I started buying music at a young age. My mom always had the radio on in the car, and at some point, I noticed that my favorite songs were for sale on small vinyl singles called “45s.”
On radio – which I also love – you had to wait for your favorite songs to come up in rotation. It didn’t take a genius to realize that I could listen to any song I wanted, as many times in-a-row as I wanted, if those Queen and Hall & Oates singles came home with me. Thus, a lifelong love affair with records was born.
The formats changed over the years, from vinyl to cassette, cassette to Cd, and CD to .mp3 – Whoops… No more need for a record store.
Below are the biggest names from a bygone era, when record stores were King.
DJs Sound City
DJs Sound City could be found in the malls of Washington, Oregon and Idaho.
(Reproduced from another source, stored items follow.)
PR #1707, opened 2022-07-21
Don't rename crates

### LINKED ISSUE #1706: Remove package renaming
**Issue summary**

Several crates are still being renamed in some locations. Renaming crates generally makes the code more difficult to read and should be avoided.

Running `git grep "package = "` will indicate where crates are being renamed. The following crates should never be renamed:
- `forest_encoding`
- `forest_db`
- `actor_interface`
- `forest_crypto`
- `forest_blocks`
- `cs_serde_bytes`

connormullett:
**Summary of changes**
- Fix crates that have been renamed (i.e. crypto -> forest_crypto)

Closes #1706 

- To verify this PR fixes all renaming issues, use `git grep "package = "


lemmih:
Make sure that your PRs have a line saying "Closes #issue_number". If you put the issue on a separate line, GitHub doesn't understand that they are connected.

tyshko5 (approved):

LesnyRumcajs:
In general, do we know the reasoning behind renaming those crates in the first place?

encoding/Cargo.toml
```diff
@@ -13,7 +13,7 @@ fvm_shared         = { version = "0.8.0", default-features = false }
 fvm_ipld_encoding  = "0.2.1"
 blake2b_simd       = "1.0"
 serde              = { version = "1.0", features = ["derive"] }
-serde_bytes        = { package = "cs_serde_bytes", version = "0.12" }
+cs_serde_bytes     = "0.12"
```
LesnyRumcajs, line 16: In general, why do we need this custom `serde_bytes` crate? What are the differences? Shall we make a task to take a look a around? I looked at [crates.io](https://crates.io/crates/cs_serde_bytes) and seems it doesn't even point to a correct repository.

LesnyRumcajs (approved):
Nice.

encoding/Cargo.toml
lemmih: That is a very good question. It seems that we're maintaining a fork of `serde_bytes` here: https://github.com/ChainSafe/serde-bytes. This crate is also used by the FVM. We should create an issue to identify why this crate exists and if it can be removed (from both Forest and ref-fvm).

lemmih: Issue created: #1722

lemmih:
> In general, do we know the reasoning behind renaming those crates in the first place?

I assume the initial authors felt it was prettier.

I can remember buying specific albums there, like Pat Benatar’s Tropico, Huey Lewis and the News’ Fore!, and Samantha Fox Touch Me.
DJs was where I saw my first “picture discs,” which are just like the regular album, but with artwork somehow on the vinyl itself! KISS, Rod Stewart, David Bowie… I never bought any picture-discs, but they were sure fun to look at.
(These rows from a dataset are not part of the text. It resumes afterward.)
PR #1714, opened 2022-07-22
Delegated Consensus

aakoshh:
**Summary of changes**
_The PR is not as big as it looks, half of it is a README about trying to make a usable Genesis file._

- Created a `deleg_cns` crate for _Delegated Consensus_ mimicking [delegcns](https://github.com/filecoin-project/eudico/blob/eudico/chain/consensus/delegcns) in Eudico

DJs had in-store signings, too. I stood in line to get my “Don’t Mean Nothing” single autographed by Richard Marx. I still love that song, with Joe Walsh on guitar, are you kidding?
And my mom surprised me with an autographed Donny Osmond album one day. Soldier of Love. It was sweet of her. But I think she just wanted an excuse to meet Donny Osmond.
Hastings Records & Tapes
Hastings were standalone stores that survived until 2016 by also selling books, collectibles like Funko Pops, and renting DVDs/Blu-Rays.
I took me a while to warm up to Hastings because one day I showed up to my favorite Spokane Valley music store – Eli’s Records & Tapes – had been replaced by Hastings. In my mind it just wasn’t as good. But the jokes on me, because Hastings were part of the same company.
Eli’s Records and Tapes
Eli’s Records & Tapes had a small store just west of the Crescent in the Spokane Valley. I can still picture the manager, who was always very helpful.
I remember buying the Fast Times at Ridgemont High double-vinyl at Eli’s, and the manager approved, saying “Great soundtrack, especially the song “Raised on the Radio.” But of course, I knew that having seen the film about a hundred times.
And I was replacing my cassette, which had worn out.
I bought Madonna‘s debut album at Eli’s, the Ghostbusters soundtrack, and Ozzy Osbourne’s The Ultimate Sin. I know, I’m The Mentalist of music purchases.
Sam Goody’s was a big national chain that seemed to be in every mall in America. It lacked the charm of the smaller record stores. Still, if you wanted something, “Goody’s got it.” Remember that slogan? It was pretty true.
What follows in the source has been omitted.